:: Exercise materials

PR #1494, opened 2021-11-25
fix: check for Windows drive letter when parsing vimgrep

### LINKED ISSUE #1396: [Bug]: builtin `live_grep` don't work properly in windows
### Description

When calling telescope with following lua script, there have two problem only happend in windows.
```lua
  cwd = vim.fn.stdpath "data",
  search_dirs = { vim.fn.stdpath "data" }
}
```
1. the `cwd` current working directory doesn't begin with what I set it to, as showing in the following first picture.
2. when press `enter` on any item of the result, it opens a blank buffer with wrong path, as showing in the following second picture where I tryed to save the opened buffer.

### Neovim version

::::

The response should contain each record above, retyped exactly.

PR #1494, opened 2021-11-25
fix: check for Windows drive letter when parsing vimgrep

### LINKED ISSUE #1396: [Bug]: builtin `live_grep` don't work properly in windows
### Description

When calling telescope with following lua script, there have two problem only happend in windows.
```lua
  cwd = vim.fn.stdpath "data",
  search_dirs = { vim.fn.stdpath "data" }
}
```
1. the `cwd` current working directory doesn't begin with what I set it to, as showing in the following first picture.
2. when press `enter` on any item of the result, it opens a blank buffer with wrong path, as showing in the following second picture where I tryed to save the opened buffer.

### Neovim version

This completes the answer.